Researchers have conducted a study using the VSL (Value of Statistical Life) approach and concluded that the global economic burden due to mental disorder was estimated at US$8.5 trillion in 2010. Hence, we can say that mental disorder causes tremendous economic costs both directly as well as indirectly.
Medical facilities available
With the advancement of science and technology, treatment of mental health is also possible in various ways. One of the most common forms of medication is psychotherapy. A psychotherapeutic technique often used is ‘suggestion’. The success of this treatment also depends on the simultaneous cooperation of the patient. Chemical shock therapy is another form of therapy usually used for schizophrenic patients who are treated by repeated production of a hypoglycaemic shock to the patient by intramuscular injection of insulin. However, this form of treatment of the patient must only be used under certain conditions. Electroshock therapy is a technique of introducing convulsions in the affective disorder by means of electro-shock methods. This treatment method is more humane, since patients become unconscious before the shock and the element of fear is minimized. These days even brain surgery is widely applied to the treatment of these functional disorders. The operation is usually performed with an aim to severe the long fibres of the white matter of the cerebrum as a result of which the patients lose many aspects of inhibited behaviour such as fearfulness and anxiety and become more cheerful and comfortable with little, if any loss in intelligence.

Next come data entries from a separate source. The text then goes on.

PR #1333, opened 2021-07-29
7041 journal observer

kstenerud:
## Goal

PLAT-7041: Connect the main journal as a status event observer.

## Design

This is the first step in integrating the journal, and the lowest hanging fruit. There will need to be other PRs to connect other parts of the system to the journal at a later time.

## Testing

Added basic tests to verify that the journal gets updated from the standard observer events.


bugsnag-android-core/src/main/java/com/bugsnag/android/JournaledStateObserver.kt
```diff
@@ -0,0 +1,171 @@
...
+
+    private fun handleInstallEvent(event: StateEvent.Install) {
+        addJournalCommand(JournalKeys.pathApiKey, event.apiKey)
+        addJournalCommand(JournalKeys.pathContext, client.context)
+
+        val appDataCollector = client.getAppDataCollector()
+        val appData = appDataCollector.generateAppWithState()
+        addJournalCommand(
+            JournalKeys.pathApp,
+            mapOf(
```
fractalwrench, line 118: I'm 90% sure that another function exists in the codebase that already coerces app/device into a map, it may be worth searching for it to reuse if possible

bugsnag-android-core/src/main/java/com/bugsnag/android/internal/JournalKeys.kt
```diff
@@ -0,0 +1,59 @@
+package com.bugsnag.android.internal
+
+object JournalKeys {
```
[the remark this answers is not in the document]
kstenerud: The problem is that you have the same key values in different objects, and this will happen more as we add more information to the document.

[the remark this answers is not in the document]
lemnik: We could handle the duplicate-key issue by having the keys at multiple layers:

```object JournalKeys {
   internal const val totalMemory = "totalMemory"
   
   object Device {
      internal const val totalMemory = JournalKeys.totalMemory
   }
   
   object App {
      internal const val totalMemory = JournalKeys.totalMemory
   }
```

It might be a bit verbose, but the compiler will pack all of these down since they are all `const`.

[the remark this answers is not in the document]
kstenerud: The latest update adds `toJournalSection` methods to various data objects. I think this clears things up a fair bit since the keys are used in the objects themselves now.

bugsnag-android-core/src/main/java/com/bugsnag/android/BugsnagJournal.kt
```diff
@@ -56,6 +63,27 @@ internal class BugsnagMainJournal internal constructor(
...
+            if (command.first.isEmpty()) {
+                logger.e("addCommands called with empty path (replace entire document not allowed)")
+                return
+            }
+            try {
+                return journal.addCommands(*commands)
+            } catch (exc: IOException) {
+                logger.e("Could not add journal commands", exc)
+            }
+        }
```
lemnik, line 84:
```suggestion
        if(commands.any { (path, _) -> path.isEmpty() }) {
            logger.e("addCommands called with empty path (replace entire document not allowed)")
            return
        }
        
        try {
            return journal.addCommands(*commands)
        } catch (exc: IOException) {
            logger.e("Could not add journal commands", exc)
        }
```

bugsnag-android-core/src/test/java/com/bugsnag/android/BugsnagJournalTest.kt
```diff
@@ -0,0 +1,148 @@
...
+            BugsnagTestUtils.normalized(expectedDocument),
+            BugsnagTestUtils.normalized(journal.document)
+        )
+    }
+
+    @Test
+    fun testManyJournalEntries() {
+        val journal = BugsnagJournal(NoopLogger, baseDocumentPath, mapOf())
+        journal.addCommand("one hundred", 100)
+        journal.addCommand("three\\.four\\.five\\.slash\\\\slash.-1", "x")
```
lemnik, line 81: Maybe these could be raw strings?
```suggestion
        journal.addCommand("""three\.four\.five\.slash\\slash.-1""", "x")
```

bugsnag-android-core/src/test/java/com/bugsnag/android/JournaledStateObserverTest.kt
```diff
@@ -0,0 +1,377 @@
...
+        return AppWithState(
+            BugsnagTestUtils.generateImmutableConfig(), null, null, null,
+            null, null, null, null, null, null
+        )
+    }
+
+    private fun journalContaining(document: Map<String, Any>): BugsnagJournal {
+        val journal = BugsnagJournal(NoopLogger, baseDocumentPath, document)
+        journal.snapshot()
+        return journal
```
lemnik, line 36:
```suggestion
        return BugsnagJournal(NoopLogger, baseDocumentPath, document).apply { snapshot() }
```

bugsnag-android-core/src/main/java/com/bugsnag/android/BugsnagJournal.kt
```diff
@@ -82,12 +111,11 @@ internal class BugsnagMainJournal internal constructor(
         }
     }
 
-    companion object {
-        // Top-level key where version info will be saved.
-        internal const val versionInfoKey = "version-info"
-        internal const val journalTypeKey = "type"
-        internal const val journalVersionKey = "version"
+    override fun close() {
+        housekeepingThreadShouldKeepRunning = false
```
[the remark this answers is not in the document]
kstenerud: It will only sleep max 200ms, so it shouldn't be a problem.

bugsnag-android-core/src/main/java/com/bugsnag/android/internal/JournaledDocument.kt
```diff
@@ -81,20 +82,40 @@ constructor(
...
-                command.serialize(journalStream)
-            }
-            document = command.apply(document)
-            journal.add(command)
+            requireOpen()
+            internalAddCommand(command)
+        }
+    }
+
+    fun addCommands(vararg commands: Journal.Command) {
```
fractalwrench, line 90: There are ~4 variations on `addCommand/addCommands` doing very similar things - could they be chained so that the important logic is only in one?

bugsnag-android-core/src/main/java/com/bugsnag/android/BugsnagJournal.kt
```diff
@@ -16,27 +17,33 @@ import kotlin.concurrent.thread
...
+    }
+
     /**
      * The document in its current state (with all current journal entries applied).
      * Do NOT modify any of the document's contents directly; information will be lost if you do.
      * Use addCommand() instead to modify the document.
      */
     val document: Map<String, Any> get() = journal
 
+    private var housekeepingThreadShouldKeepRunning = false
```
fractalwrench, line 45: Does this need to be marked as `@Volatile` if it could be set/read from multiple threads?

bugsnag-android-core/src/main/java/com/bugsnag/android/internal/JsonHelper.kt
```diff
@@ -53,6 +54,8 @@ class JsonHelper private constructor() {
         fun deserialize(file: File): MutableMap<String, Any> {
             try {
                 FileInputStream(file).use { stream -> return deserialize(stream) }
+            } catch (ex: FileNotFoundException) {
```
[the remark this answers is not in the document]
kstenerud: I wanted it to show which filename had problems in the case of generic IO errors, but to specifically pass through file-not-found so that it can be reliably caught by a higher level caller (because in some cases it's not a fatal error if the file doesn't exist).

bugsnag-android-core/src/main/java/com/bugsnag/android/Device.kt
```diff
@@ -77,4 +79,19 @@ open class Device internal constructor(
         serializeFields(writer)
```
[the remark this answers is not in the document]
kstenerud: My next PR will add an interface `Journalable` that standardizes how to write to the journal, which will greatly simplify how this works across the 20 or so data objects that will eventually implement it. For now, I've only put in enough to make it work with the parts that are captured via the observers.

bugsnag-android-core/src/main/java/com/bugsnag/android/BugsnagJournal.kt
kstenerud: It's never read by another thread, and only changed when the journal is closed. The journal's housekeeping thread runs until this value becomes false (which only happens when close is called).

bugsnag-android-core/src/main/java/com/bugsnag/android/internal/JournaledDocument.kt
kstenerud: They can't be chained because they run synchronized code at different levels to keep the amount of CPU churn down depending on how you're adding the commands. The common code has already been moved to `requireOpen()` and `internalAddCommand()`.

bugsnag-android-core/src/main/java/com/bugsnag/android/Device.kt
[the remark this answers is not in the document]
fractalwrench: As long as it's tracked by a ticket I'm happy!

We celebrate the 10th of October as World Mental Health Day; however, we should not only emphasize on this day but spread awareness about this issue every single day, since it is still not widely known and talked about. Most mental patients are enormously troubled by this problem and are afraid or ashamed to talk about it. We must be more sympathetic towards our fellow humans and make sincere efforts in talking with them and draw them out and get them verbalize their basic difficulties. Together, we can make this world a better place to coexist.